:: PROMPT ::
With the line containing "WeiqunZhang: What if T is float?" as the start and the line containing "clarkse: I will" as the end, transcribe that span of the entries below exactly, including both.

:: SOURCE MATERIAL

PR #4151, opened 2024-09-16
Adding computation of complete elliptic integrals into amrex::Math so…

clarkse:
… that it can be executed on accelerator devices.

## Summary
Currently the parser recognizes comp_ellint_1 and comp_ellint_2, but only executes on CPU when compiled with gcc. An implementation of the calculations have been added to amrex::Math to compute these quantities using the method described here:
https://dlmf.nist.gov/19.8

It is a quadratically converging iterative method that is compatible with device execution.

Gauss's Arithmetic-Geometric Mean
 
## Checklist

The proposed changes:

### DIFF
--- a/Src/Base/AMReX_Math.H
+++ b/Src/Base/AMReX_Math.H
@@ -10,7 +10,6 @@
 #include <cstdlib>
 #include <type_traits>
 #include <utility>
-#include <iostream>
 
 #ifdef AMREX_USE_SYCL
 #  include <sycl/sycl.hpp>
--- a/Src/Base/AMReX_Math.H
+++ b/Src/Base/AMReX_Math.H
@@ -232,10 +232,7 @@ T comp_ellint_1 (T k)
 {
     // Computing K based on DLMF
     // https://dlmf.nist.gov/19.8
-    T tol = 1e-12;
-    if constexpr (std::is_same<T, float>::value) {
-        tol = 1e-6;
-    }
+    T tol = std::numeric_limits<T>::epsilon();
     
     T a0 = 1.0;
     T g0 = std::sqrt(1.0 - k*k);
@@ -261,10 +258,7 @@ T comp_ellint_2 (T k)
     // Computing E based on DLMF
     // https://dlmf.nist.gov/19.8
     T Kcomp = amrex::Math::comp_ellint_1<T>(k);
-    T tol = 1e-12;
-    if constexpr (std::is_same<T, float>::value) {
-        tol = 1e-6;
-    }
+    T tol = std::numeric_limits<T>::epsilon();
 
     // Step Zero
     T a0 = 1.0;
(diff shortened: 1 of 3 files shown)


Src/Base/AMReX_Math.H
```diff
@@ -225,6 +226,70 @@ std::uint64_t umulhi (std::uint64_t a, std::uint64_t b)
 }
 #endif
 
+template <typename T>
+AMREX_GPU_HOST_DEVICE AMREX_FORCE_INLINE
+T comp_ellint_1 (T m)
+{
+    // Computing K based on DLMF
+    // https://dlmf.nist.gov/19.8
+    T tol = 1e-12;
```
WeiqunZhang: What if T is float?

Src/Base/AMReX_Math.H
```diff
@@ -225,6 +226,70 @@ std::uint64_t umulhi (std::uint64_t a, std::uint64_t b)
...
+    // Find Arithmetic Geometric mean
+    while(std::abs(a0 - g0) > tol) {
+        a = 0.5*(a0 + g0);
+        g = std::sqrt(a0 * g0);
+
+        a0 = a;
+        g0 = g;
+    }
+
+    return 0.5*pi<T>()/a;
```
WeiqunZhang, line 251: If m is 0, a is uninitialized.

WeiqunZhang: For `comp_ellint_1(0.5)`, I get 1.685750355 with std::comp_ellint_1, but 1.854074677 with amrex::Math::comp_ellint_1. The error seems to be too big.

Src/Base/AMReX_Math.H
clarkse: I will add a check on it to adjust the tolerance for a float to 1e-6.

Src/Base/AMReX_Math.H
clarkse: This is a definition issue. In most cases the integrals are defined with m as the argument. In this case with gcc it is k = sqrt(m). I will update it to be consistent and I will additionally add some test figures doing comparisons.

clarkse: @WeiqunZhang in general though do you think this is the right spot for this calculation?

WeiqunZhang: Yes, I think so.

WeiqunZhang: It seems that we could use `T tol = std::numeric_limits<T>::epsilon();`. If we want to be conservative, we could make it 10x bigger than epsilon. In my testing, it only increases the number of iteration slightly.

clarkse: I think the latest push should resolve these concerns. I have also added a comparison of the AGM algorithm to what is done in Python's ellipm and ellipk routines.

image

clarkse: The above figure is the difference between the two cases for the Z-components of the analytical solution to a current loop.

Src/Base/AMReX_Math.H
clarkse: This should be fixed now.

WeiqunZhang (approved):

PR #4165, opened 2024-09-23
Env Variable: `AMREX_DEFAULT_INIT`, etc.

ax3l:
## Summary

Introduce control of backtrace handling and exception throwing via the environment variable `AMREX_DEBUG`.

This is very handly when running CI/CD and IDE workflows to quickly debug a failing test without overwriting default init parameters.

## Checklist

The proposed changes:


Src/Base/AMReX.cpp
```diff
@@ -334,18 +335,30 @@ amrex::Initialize (int& argc, char**& argv, bool build_parm_parse,
...
+        if (str_amrex_debug == "1" || str_amrex_debug == "on" || str_amrex_debug == "true") {
+            amrex_debug = true;
+        }
+    }
+
     system::exename.clear();
 //    system::verbose = 0;
     system::regtest_reduction = false;
-    system::signal_handling = true;
+    system::signal_handling = !amrex_debug;
```
ax3l: Without this, I cannot track memory violations in gdb:
```
gdb -ex r -ex bt --args warpx ...
```

ax3l:
I implemented this downstream now via CLI options, controlled in tests via extra CMake test options.

ax3l:
Ah no, I did not solve this for Python modules/apps.

ax3l:
A possible alternative approach we could do to solve this is to introduce an
```bash
export AMREX_DEFAULT_INIT='amrex.the_arena_init_size=0 amrex.abort_on_unused_inputs=1 amrex.abc="a b c"'
```
env var, which can be used to inject options into `amrex_initialize()` -- possibly appended to overwrite defaults. (or make sure all defaults are `queryAdd` in codes)

Would solve workflows like: https://github.com/BLAST-WarpX/warpx/pull/5785 for Python tests (and also works for regular app/executable tests).

WeiqunZhang (approved):

PR #4172, opened 2024-09-29
Add issame functions for boxarray and distromap. Add "hdf5" to dep.py

dunhamsj:
## Summary

Adding two functions: one to check whether two boxarrays are the same or not; the other to check whether to distromaps are the same or not. Also, adding "hdf5" to dep.py to suppress warnings.

## Checklist

The proposed changes:


dunhamsj:
Sorry there are 146 commits, I didn't know how to squash them. There are only minor changes to the code though.

PR #4173, opened 2024-09-29
Add comparison operator for boxarray and distromap. Add hdf5 to dep.py

dunhamsj:
## Summary

Add `issame` function for boxarray and for distromap for the Fortran interface. Also add "hdf5" to dep.py to suppress warnings.

## Checklist

The proposed changes:

### DIFF
--- a/Src/F_Interfaces/Base/AMReX_boxarray_fi.cpp
+++ b/Src/F_Interfaces/Base/AMReX_boxarray_fi.cpp
@@ -87,7 +87,7 @@ extern "C" {
         return ba->intersects(bx);
     }
 
-    bool amrex_fi_boxarray_issame (const BoxArray& baa, const BoxArray& bab)
+    int amrex_fi_boxarray_issame (const BoxArray* baa, const BoxArray* bab)
     {
         return baa == bab;
     }
--- a/Src/F_Interfaces/Base/AMReX_boxarray_fi.cpp
+++ b/Src/F_Interfaces/Base/AMReX_boxarray_fi.cpp
@@ -86,4 +86,9 @@ extern "C" {
         Box bx(IntVect(lo), IntVect(hi), ba->ixType());
         return ba->intersects(bx);
     }
+
+    bool amrex_fi_boxarray_issame (const BoxArray& baa, const BoxArray& bab)
+    {
+        return baa == bab;
+    }
 }
--- a/Src/F_Interfaces/Base/AMReX_boxarray_fi.cpp
+++ b/Src/F_Interfaces/Base/AMReX_boxarray_fi.cpp
@@ -89,6 +89,6 @@ extern "C" {
 
     int amrex_fi_boxarray_issame (const BoxArray* baa, const BoxArray* bab)
     {
-        return baa == bab;
+        return *baa == *bab;
     }
 }
--- a/Src/F_Interfaces/Base/AMReX_boxarray_mod.F90
+++ b/Src/F_Interfaces/Base/AMReX_boxarray_mod.F90
@@ -9,7 +9,8 @@ module amrex_boxarray_module
 
   private
 
-  public :: amrex_boxarray_build, amrex_boxarray_destroy, amrex_print
+  public :: amrex_boxarray_build, amrex_boxarray_destroy, amrex_print, &
+            amrex_boxarray_issame
 
   type, public :: amrex_boxarray
      logical     :: owner = .false.
@@ -128,6 +129,12 @@ module amrex_boxarray_module
        type(c_ptr), value, intent(in) :: ba
        integer, intent(in) :: lo(*), hi(*)
      end function amrex_fi_boxarray_intersects_box
+
+     pure logical function amrex_fi_boxarray_issame (baa, bab) bind(c)
+       import
+       implicit none
+       type(c_ptr), value, intent(in) :: baa, bab
+     end function amrex_fi_boxarray_issame
   end interface
 
 contains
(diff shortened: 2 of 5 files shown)


Src/F_Interfaces/Base/AMReX_boxarray_fi.cpp
```diff
@@ -86,4 +86,9 @@ extern "C" {
         Box bx(IntVect(lo), IntVect(hi), ba->ixType());
         return ba->intersects(bx);
     }
+
+    bool amrex_fi_boxarray_issame (const BoxArray& baa, const BoxArray& bab)
```
WeiqunZhang: We should use `const BoxArray* ` instead of `const BoxArray&`, because `const &` is not part of C. We probably should also use `int` on the C/C++ side and `c_int` on the Fortran side, because Fortran `logical` may not be compatible.

WeiqunZhang:
Could we add `operator(==)`?

Src/F_Interfaces/Base/AMReX_boxarray_fi.cpp
dunhamsj: That makes sense, I'll make those changes.

dunhamsj:
Sorry, I don't know what you mean by adding `operator(==)`, but I'm happy to try it.

WeiqunZhang:
Something like
```
--- a/Src/F_Interfaces/Base/AMReX_boxarray_mod.F90
+++ b/Src/F_Interfaces/Base/AMReX_boxarray_mod.F90
@@ -9,8 +9,7 @@ module amrex_boxarray_module
 
   private
 
-  public :: amrex_boxarray_build, amrex_boxarray_destroy, amrex_print, &
-            amrex_boxarray_issame
+  public :: amrex_boxarray_build, amrex_boxarray_destroy, amrex_print, operator(==)
 
   type, public :: amrex_boxarray
      logical     :: owner = .false.
@@ -37,6 +36,10 @@ module amrex_boxarray_module
 #endif
   end type amrex_boxarray
 
+  interface operator(==)
+     module procedure amrex_boxarray_issame
+  end interface operator(==)
+
   interface amrex_boxarray_build
      module procedure amrex_boxarray_build_bx
      module procedure amrex_boxarray_build_bxs
@@ -266,8 +269,8 @@ contains
   end function amrex_boxarray_intersects_box
 
   pure function amrex_boxarray_issame(baa, bab) result(r)
-    class(amrex_boxarray), intent(in) :: baa
-    class(amrex_boxarray), intent(in) :: bab
+    type(amrex_boxarray), intent(in) :: baa
+    type(amrex_boxarray), intent(in) :: bab
     logical :: r
     r = amrex_fi_boxarray_issame(baa%p, bab%p)
   end function amrex_boxarray_issame
```

This will allow the users to write `baa == bab` or `baa .eq. bab` instead of `amrex_boxarray_issame(baa,bab)`. I also changed from `class` to `type`, because the types involved are not polymorphic.

dunhamsj:
I see, thanks. I made those changes, and now in my fortran code, `baa .eq. bab` returns 0 if the two boxarrays are equal. I just want to be sure, I should then do something like `if( ( baa .eq. bab ) .eq. 0 )` to check if they are equal?

WeiqunZhang:
I am not sure what you are talking about. The fortran function should still return `logical`, not 0 or 1. Something like `return c_function_that_returns_int(...) .ne. 0`. Why don't you push what you have so that I can see what changes you have made?

dunhamsj:
Ah, okay. I think I misunderstood what you were suggesting. I changed all the functions to return integers. I will push my changes though

WeiqunZhang:
My suggestion is the bind(c) functions use `c_int` and Fortran native code logical. It's logically true is a c_int is not 0.

WeiqunZhang:
The reason is I mentioned previously that Fortran logical may not be compatible with C/C++ bool.

With gfotran,
```
program main
  logical :: a = .true.
  print*, "sizeof(logical) = ", sizeof(a)
end program main
```
produces ` sizeof(a) = 4`.

But with g++, the sizeof `bool` is 1. They are not compatible. We could probably use `c_bool` in Fortran. But `_Bool` is a C type, not a C++ type. So the safest way is to use `int` (i.e., `c_int`) for C interface code and manually convert to `logical` in Fortran.

dunhamsj:
That makes sense, thanks. I'm trying it now using logical for the fortran code, integer for the bind(c) code, and int for the c code. I think it's working, I just want to be sure before I push it

dunhamsj:
Sorry, I couldn't get it to work right. Before the changes, the function would return true when it should have, but after the changes it returns false. I just pushed my changes

Src/F_Interfaces/Base/AMReX_boxarray_fi.cpp
```diff
@@ -86,4 +86,9 @@ extern "C" {
         Box bx(IntVect(lo), IntVect(hi), ba->ixType());
         return ba->intersects(bx);
     }
+
+    int amrex_fi_boxarray_issame (const BoxArray* baa, const BoxArray* bab)
+    {
+        return baa == bab;
```
WeiqunZhang:
```suggestion
        return *baa == *bab;
```

WeiqunZhang:
Okay, I will try to fix it and ask you to test.

dunhamsj:
That did it, thanks! I just pushed the changes

WeiqunZhang:
We should also use `.ne. 0` to convert from c_int to logical. Could you test?

dunhamsj:
Yes, that works

WeiqunZhang (approved):

PR #4175, opened 2024-09-30
Use The_Comms_Arena in particle communication.

atmyers:
The proposed changes:

### DIFF
--- a/Src/Particle/AMReX_NeighborParticlesGPUImpl.H
+++ b/Src/Particle/AMReX_NeighborParticlesGPUImpl.H
@@ -256,8 +256,10 @@ updateNeighborsGPU (bool boundary_neighbors_only)
 
     clearNeighbors();
 
-    snd_buffer.setArena(The_Comms_Arena());
-    rcv_buffer.setArena(The_Comms_Arena());
+    if (ParallelDescriptor::UseGpuAwareMpi()) {
+        snd_buffer.setArena(The_Comms_Arena());
+        rcv_buffer.setArena(The_Comms_Arena());
+    }
 
     packBuffer(*this, neighbor_copy_op, neighbor_copy_plan, snd_buffer);
     if (ParallelDescriptor::UseGpuAwareMpi())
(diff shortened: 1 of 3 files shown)


WeiqunZhang:
Because `The_Comms_Arena` is an alias to `The_Pinned_Arena` when gpu aware mpi is not used, the code like below might be problematic.
```
    // assuming ParallelDescriptor::UseGpuAwareMpi() is false                                                                                                                

    amrex::PODVector<char, PolymorphicArenaAllocator<char> > rcv_buffer;
    rcv_buffer.setArena(The_Comms_Arena()); // pinned memory if not using gpu aware mpi                                                                                      

    if (ParallelDescriptor::UseGpuAwareMpi())
    {
        // ...                                                                                                                                                               
    }
    else
    {
        ...
        // rcv_buffer is not device memory                                                                                                                                   
        Gpu::htod_memcpy_async(rcv_buffer.dataPtr(), pinned_rcv_buffer.dataPtr(), pinned_rcv_buffer.size());
    }
```

atmyers:
Maybe we can use `The_Comms_Arena()` with gpu-aware MPI, and `The_Arena()` without it.

ax3l (approved):

WeiqunZhang:
> Maybe we can use `The_Comms_Arena()` with gpu-aware MPI, and `The_Arena()` without it.

Yes, that would require the least amount of changes.

Src/Particle/AMReX_NeighborParticlesGPUImpl.H
```diff
@@ -255,6 +255,10 @@ updateNeighborsGPU (bool boundary_neighbors_only)
     }
 
     clearNeighbors();
+
+    snd_buffer.setArena(The_Comms_Arena());
```
WeiqunZhang: Should these two lines inside `if (ParallelDescriptor::UseGpuAwareMpi())` like in AMReX_ParticleContainerI.H?

atmyers: Yes.

WeiqunZhang (approved):

ax3l:
This is causing a memory overhead and performance overhead in ImpactX: https://github.com/ECP-WarpX/impactx/issues/769

Let's discuss next week how we proceed (e.g., opt-in to this PR's features, changing defaults, etc.).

::::

:: SOLUTION FOR THIS EXERCISE ::
WeiqunZhang: What if T is float?

Src/Base/AMReX_Math.H
```diff
@@ -225,6 +226,70 @@ std::uint64_t umulhi (std::uint64_t a, std::uint64_t b)
...
+    // Find Arithmetic Geometric mean
+    while(std::abs(a0 - g0) > tol) {
+        a = 0.5*(a0 + g0);
+        g = std::sqrt(a0 * g0);
+
+        a0 = a;
+        g0 = g;
+    }
+
+    return 0.5*pi<T>()/a;
```
WeiqunZhang, line 251: If m is 0, a is uninitialized.

WeiqunZhang: For `comp_ellint_1(0.5)`, I get 1.685750355 with std::comp_ellint_1, but 1.854074677 with amrex::Math::comp_ellint_1. The error seems to be too big.

Src/Base/AMReX_Math.H
clarkse: I will add a check on it to adjust the tolerance for a float to 1e-6.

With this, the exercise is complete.